This thesis develops a context-sensitive framework for local community-based sustainable development monitoring in Tigray, northern Ethiopia. Tigray has a predominantly rural livelihood system based upon ox-plough rain-fed farming that is strongly dependent on surrounding natural resources. Tigray suffers recurrent droughts and was one of the most affected regions from nearly two decades of civil war in Ethiopia that ended in 1991. There is a need to monitor whether the extensive livelihood activities and vigorous rehabilitation and development efforts since the end of the civil war are leading towards an ideal of sustainable development.
Concepts relevant to the purpose of this thesis such as rural development, sustainability and sustainable development are reviewed in the context of the study area. A mix of bottom-up and top-down rural development approaches, and not a neat fit to either of the two, captures what is currently happening in Tigray. A distinction is made between sustainability and sustainable development in contrast to interchangeable usage in the literature. Sustainability refers to a system's ability to continue into the future, while sustainable development is a wider process of livelihood and natural systems improvement in terms of a multiple set of goals including sustainability, intra and inter-generational equity.
Grounded theory and critical systems thinking are employed as complementary research approaches in the study. Informed by critical systems thinking, two basic demands of grounded theory methodology are modified. The demands are the suspension of a priori assumptions from interfering with inductive theory development and that theory has to emerge around a single core problem of the inquiry. The first modification is to employ critical systems thinking to make a critical effort in explicating the a priori assumptions that inevitably enter theory development, instead of attempting an impossible task of suspension. The second modification, important in dealing with multi-systems inquiry, is recognising the possibility, indeed desirability, of developing an inductive theory with multiple and interconnected core issues. Using modified grounded theory methodology, a substantive model was developed that helps understand the dynamics of the livelihood and natural systems of the case study area. The substantive model has two triad sets of interrelated core concepts. The first triad set contains endowment, entitlement and entrustment. This conceptual triad represents the relationship between what resources and services are available (endowment), what are accessed through rights (entitlement) and what are contributed, transferred and refrained from through duties (entrustment). The second triad set is of institutions, interventions, and perturbations that determine entitlements and entrustments, and influence endowments. The substantive model hypothesises that the natural system of the case study area displays a predominantly nonequilibrium behaviour and thus uncertainty, requiring adaptive and flexible livelihood systems. The substantive model expands the notion of institutions in development studies by defining them not only as mechanisms of reducing social dilemmas, but also as ways of dealing with uncertainty in relations between society and nature. The concept of entrustment extends the entitlement theory of famine by introducing the need to examine duties entrusted upon social actors. The concept of entrustment also allows understanding the morality of designs, actions and institutions that mediate and express relations within and between generations.
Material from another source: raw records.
PR #1956, opened 2018-03-22
Add the Search field labels tab to the Translations configuration

### LINKED ISSUE #1916: Enable curator to provide translations of search-related field labels

When navigating to the Curation > Translations page, there should be five tabs, as shown in the mockup below. This ticket covers the Search field labels tab.

The Search field labels tab should include every field that is shown in the three tabs of the Configuration > Search page, with a section headings for each tabbed page, as shown in the mockup below. The layout and styling of the fields should be very similar to the General labels tab; see #1914 for details.

The Field-Based Search Options section should show the editable fields on the Configuration > Search, Options tab. The Facets section should show the facet fields on the Configuration > Search, Facets tab. And the Sort Fields section should show the editable fields on the Configuration > Search, Results tab. 

translations-search-fields

jkeck:
Closes #1916 

## Config > Translations > Search field labels 
search-field-labels

### Field-based search fields
translated_field_based_search

### Facet fields
translated_facet_fields

### Sort fields
translated_sort_fields

### DIFF
--- a/app/views/spotlight/translations/_search_fields.html.erb
+++ b/app/views/spotlight/translations/_search_fields.html.erb
@@ -3,6 +3,34 @@
     <% # Add a hidden field for the language so the redirect knows how to come back here %>
     <%= hidden_field_tag :language, @language %>
 
+    <div class='translation-field-based-search-fields'>
+      <h2 class='translation-subheading'>
+        <%= t('spotlight.exhibits.translations.search_fields.field_based_search_fields.label') %>
+      </h2>
+
+      <% current_exhibit.blacklight_config.search_fields.select { |_, config| config.if }.each do |key, search_config| %>
+        <% translation = Translation.find_or_initialize_by(exhibit: current_exhibit, key: "blacklight.search.fields.search.#{key}", locale: @language) %>
+        <%= f.fields_for :translations, translation do |translation_fields| %>
+          <%= translation_fields.hidden_field :key %>
+          <%= translation_fields.hidden_field :locale %>
+          <div class='form-group translation-form'>
+            <%= translation_fields.label :value, t("spotlight.search.fields.search.#{key}", locale: I18n.default_locale), class: 'control-label col-sm-2' %>
+            <div class='col-md-8 panel panel-body panel-translation'>
+              <%= translation_fields.text_field_without_bootstrap :value, class: 'form-control' %>
+              <p class="help-block">
+                <%= search_config.label %>
+              </p>
+            </div>
+            <div class='col-md-2'>
+              <% if translation.value.present? %>
+                <span class='glyphicon glyphicon-ok'></span>
+              <% end %>
+            </div>
+          </div>
+        <% end %>
+      <% end %>
+    </div>
+
     <div class='translation-sort-fields'>
       <h2 class='translation-subheading'>
         <%= t('spotlight.exhibits.translations.search_fields.sort_fields.label') %>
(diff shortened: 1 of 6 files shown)


app/views/spotlight/translations/_search_fields.html.erb
```diff
@@ -0,0 +1,68 @@
...
+          <%= translation_fields.hidden_field :locale %>
+          <div class='form-group translation-form'>
+            <%= translation_fields.label :value, t("spotlight.search.fields.search.#{key}", locale: I18n.default_locale), class: 'control-label col-sm-2' %>
+            <div class='col-md-8 panel panel-body panel-translation'>
+              <%= translation_fields.text_field_without_bootstrap :value, class: 'form-control' %>
+              <p class="help-block">
+                <%= search_config.label %>
+              </p>
+            </div>
+            <div class='col-md-2'>
```
jkeck: @ggeisler not sure if you have any thoughts on this. I've been copying this grid layout for the form, but it might be a good idea to call attention to the layout as we've implemented it thus far.

I think we've done a 1 column checkbox/status column in the browse categories.  Also, we've made it so that the status column never wraps under the input/panel in browse categories (but as we've implemented this here, we get the columns stacking on smaller viewports).  This may not be a huge deal because the dashboard is already not very responsive, but thought I would just call it out now before we proliferate the pattern further.

ggeisler: @jkeck Yeah, this is a good thing to bring up. The 1-column approach seems fine, **if** we don't ever get that column wrapped under the input it is associated with, because that might be hard for the user to interpret. When you say:

> Also, we've made it so that the status column never wraps under the input/panel in browse categories (but as we've implemented this here, we get the columns stacking on smaller viewports).

I'm not sure if you mean the check is always next to the input for browse categories, but not for the other tabs? If so, is the technique used for browse categories feasible in the other tabs?

Otherwise, as you say, we have many responsive issues in general, so we could put this off and just put it in that bucket for the future, but I do wonder if we should deal with this now, while we're in the middle of the translation feature. 

It would take some adjustment to existing elements, but I wonder if an approach that just adds a fixed-width `<span>` (so the space is reserved whether or not there is a check icon to display) next to the input (in the same `col` rather than adding the `col-1`) is worth switching to? That way we could get the check to always stay with the associated input (I don't have a branch with translations running, so just using the General settings form as an example):

configuration_-_general___test_exhibit_-_blacklight-2
---
configuration_-_general___test_exhibit_-_blacklight

This approach might be more problematic if the check icon `span` needed to be wider, but we'd only need ~15px for it (with `margin-left: 10px` or something).

But again, if the browse categories already keeps the check icon next to the input, however that is done might be just as effective as the above idea.

jkeck: Sorry, I wasn't being clear.  We're using `xs` column sizes on the browse category inputs to achieve this, and we could do something similar here.

It might be a good idea to take a quick look over how the current form is responding in different viewports since we're kinda doing our own custom thing here.  Perhaps we should split that out into a separate issue and not let that hold up the work here.

jkeck: #1957

ggeisler: @jkeck Responded in #1957. I would've understood what you were saying here (and why my suggestion above made no sense) had I actually looked at the translation tabs code; I was just in the middle of something else and being lazy... but hopefully we are on the right track with the approach in #1957.

PR #1959, opened 2018-03-23
Add a Metadata field labels tab to the Translations configuration...

jkeck:
...admin UI.

Closes #1915 

## Admin UI
md-admin-ui

## Search Results
yh941cp6284-result

## Details/Show PAGE
yh941cp6284

Issue #1919, opened 2018-02-28
Enable curator to provide translations of home, feature, and about page content


ggeisler:
(Part of #1912, a larger feature aimed at providing multilingual exhibits.)

Mockups and details forthcoming.

PR #1964, opened 2018-03-24
Redirect to the same Config > Translations tab after submitting form

### LINKED ISSUE #1958: Have translations configuration UI to return to the tab that the form was submitted from
Similar to the pattern in #1942

camillevilla:
Closes #1958 

This PR enhances redirect behavior for the Config > Translations form. After a user submits a translation form (e.g. "Search fields"), they will be sent back to the same tab.

**Note:** This only implements redirects for General, Search fields, and Browse categories. This behavior will need to be added to Metadata fields (#1959) and Pages (#1919) once available. 

## Demo
translations-tab-redirects

### DIFF
--- a/spec/features/exhibits/translation_editing_spec.rb
+++ b/spec/features/exhibits/translation_editing_spec.rb
@@ -71,6 +71,17 @@ describe 'Translation editing', type: :feature do
   describe 'Search field labels' do
     before { visit spotlight.edit_exhibit_translations_path(exhibit, language: 'fr') }
 
+    it 'redirects to the same form tab' do
+      click_link 'Search field labels'
+      within('#search_fields', visible: true) do
+        fill_in 'Everything', with: 'Tout'
+        click_button 'Save changes'
+      end
+
+      expect(page).to have_css '.nav-pills li.active', text: 'French'
+      expect(page).to have_css '.nav-tabs li.active', text: 'Search field labels'
+    end
+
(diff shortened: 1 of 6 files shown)


spec/features/exhibits/translation_editing_spec.rb
```diff
@@ -71,6 +71,17 @@
...
 
+    it 'redirects to the same form tab' do
+      click_link 'Search field labels'
+      within('#search_fields', visible: true) do
+        fill_in 'Everything', with: 'Tout'
+        click_button 'Save changes'
+      end
+
+      expect(page).to have_css '.nav-pills li.active', text: 'French'
+      expect(page).to have_css '.nav-tabs li.active', text: 'Search field labels'
```
camillevilla: @mejackreed what do you think about this (a separate test for redirects) vs. throwing in three one-liner expectations? e.g. adding `expect(page).to have_css '.nav-tabs li.active', text: 'Browse categories'` to the existing tests for: 
- Field-based search fields
- facet fields
- sort fields

mejackreed: I think thats a great idea. One thing that might be nice to keep is the no javascript on the added tests.

camillevilla: Neat. I've moved the spec for the Browse categories tab out of the JS tests.

PR #1976, opened 2018-04-03
disable jQuery animations when Rails.env = test

mejackreed:


app/views/layouts/spotlight/spotlight.html.erb
```diff
@@ -27,6 +27,7 @@
     <%= description %>
     <%= twitter_card %>
     <%= opengraph %>
+    <%= javascript_tag '$.fx.off = true;' if Rails.env.test? %>
```
mejackreed: I don't know where the best place to interject this would be. We could also pop it into a `*.js.erb` thing?

cbeer: Yeah, I wondered about that. I think we did `.js.erb` elsewhere, but I can't find it now.

mejackreed: Seems like this is a pattern that others use?

https://github.com/thoughtbot/suspenders/blob/master/templates/_javascript.html.erb#L5-L10
https://github.com/thoughtbot/suspenders/pull/705/files

Issue #1974, opened 2018-04-03
Address various test suite performance/consistency issues


jkeck:
Potential areas of improvement identified 

* Convert some feature tests to unit tests
   * Some feature specs could probably be view specs, etc.
   * ZPR link!! 
* Analyze slowest tests, classify types of tests for refactoring
* Explore options for mocking responses from our infrastructure (webmock)
* Cut out some Sir Trevor testing if it doesn’t directly pertain to our code?
* Swarm the top 2 or 3 sir-trevor-related tests that cause the most trouble
* Cut down on instances of FactoryBot.create
* Remove “sleep”s from tests (async), see options for killing animations in embed

mejackreed:
Slowest tests on travis:

```
Top 10 slowest example groups:
  About page
    16.2 seconds average (32.4 seconds / 2 examples) ./spec/features/about_page_spec.rb:1
  Slideshow
    12.96 seconds average (12.96 seconds / 1 example) ./spec/features/slideshow_spec.rb:1
  Featured Pages Blocks
    12.74 seconds average (25.49 seconds / 2 examples) ./spec/features/javascript/blocks/featured_pages_block_spec.rb:2
  Link to Search Block
    11.76 seconds average (23.52 seconds / 2 examples) ./spec/features/javascript/blocks/link_to_search_block_spec.rb:1
  Featured Browse Category Block
    11.65 seconds average (23.3 seconds / 2 examples) ./spec/features/javascript/blocks/featured_browse_categories_block_spec.rb:2
  Search Result Block
    11.42 seconds average (11.42 seconds / 1 example) ./spec/features/javascript/blocks/search_result_block_spec.rb:2
  Multi image selector
    6.58 seconds average (6.58 seconds / 1 example) ./spec/features/javascript/multi_image_select_spec.rb:1
  Horizontal rule block
    4.78 seconds average (4.78 seconds / 1 example) ./spec/features/javascript/blocks/rule_block_spec.rb:1
  Uploaded Items Block
    4.65 seconds average (9.29 seconds / 2 examples) ./spec/features/javascript/blocks/uploaded_items_block_spec.rb:1
  Reindex Monitor
    4.54 seconds average (4.54 seconds / 1 example) ./spec/features/javascript/reindex_monitor_spec.rb:1
```
https://travis-ci.org/projectblacklight/spotlight/builds/361895492

mejackreed:
Instead of pending, should we `skip` tests we know aren't actively going to change?

[...]

PR #1980, opened 2018-04-04
try adding an additional page expectation to address flappyness

mejackreed:
Part of #1974


mejackreed:
It didn't work

sad puppy

PR #1983, opened 2018-04-04
try bundler and sprockets caching

mejackreed:
Discussed here: https://blog.travis-ci.com/2013-12-05-speed-up-your-builds-cache-your-dependencies

### DIFF
--- a/.travis.yml
+++ b/.travis.yml
@@ -31,3 +31,12 @@ script:
   - bundle exec rake
 
 jdk: oraclejdk8
+
+cache:
+  ##
+  # Caching bundler here in a hope to reduce Travis test time
+  bundler: true
+  ##
+  # We don't really know how this will work, but lets see.
+  directories:
+    - .internal_test_app/tmp/cache/assets/sprockets


mejackreed:
Previously we enabled: https://github.com/projectblacklight/spotlight/commit/865607343a4d392c6d5478ac359e2e0a540a840e#diff-354f30a63fb0907d4ad57269548329e3

Then subsequently disabled:
https://github.com/projectblacklight/spotlight/commit/a51a2d752f64885ac673c44f4fc4799ca662d28c#diff-354f30a63fb0907d4ad57269548329e3

/shrug

.travis.yml
```diff
@@ -31,3 +31,8 @@ script:
   - bundle exec rake
 
 jdk: oraclejdk8
+
+cache:
+  bundler: true
+  directories:
+    - .internal_test_app/tmp/cache/assets/test/sprockets
```
jkeck: So I'm a bit unfamiliar w/ how this works.  Will asset fingerprinting bust this cache?  (and maybe we can add a comment here, just so if we try to remove it again, we know what we're potentially getting into).

Thanks!

.travis.yml
```diff
@@ -31,3 +31,12 @@ script:
   - bundle exec rake
 
 jdk: oraclejdk8
+
+cache:
+  ##
+  # Caching bundler here in a hope to reduce Travis test time
+  bundler: true
+  ##
+  # We don't really know how this will work, but lets see.
```
jkeck: 😂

A monitoring framework is developed with the substantive model as its core to ensure relevance. Dialogue that involves the community and experts is the central modus operandi of the monitoring framework. Making dialogue central to sustainable development monitoring contrasts with the development and organisation of indicators that is the major preoccupation of contemporary frameworks and indeed the original intention of this study. The change from indicators to dialogue is the result of learning and insights form critical review of contemporary frameworks and a systems-based sustainable development perspective. The learning is that using indicators as the central tools, contemporary monitoring-frameworks tend to exclude ordinary citizens because of the technical expertise requirement. A critical systems based understanding of sustainable development articulates the primacy of ethics and the legitimacy of involvement of all concerned citizens in sustainable development monitoring. Dialogue facilitates the explication of assumptions and judgments that are constitutive of the monitoring process. It changes the aim of sustainable development monitoring with regard to the public from informing to co-learning. Co-learning can directly influence previous and subsequent designs and actions towards sustainable development.
Tools from critical systems heuristics are proposed to enhance a local mechanism for collective reflection and evaluation known as gem-gam. Iteration of this case study is suggested in the development and application of the monitoring framework to other localities of Tigray.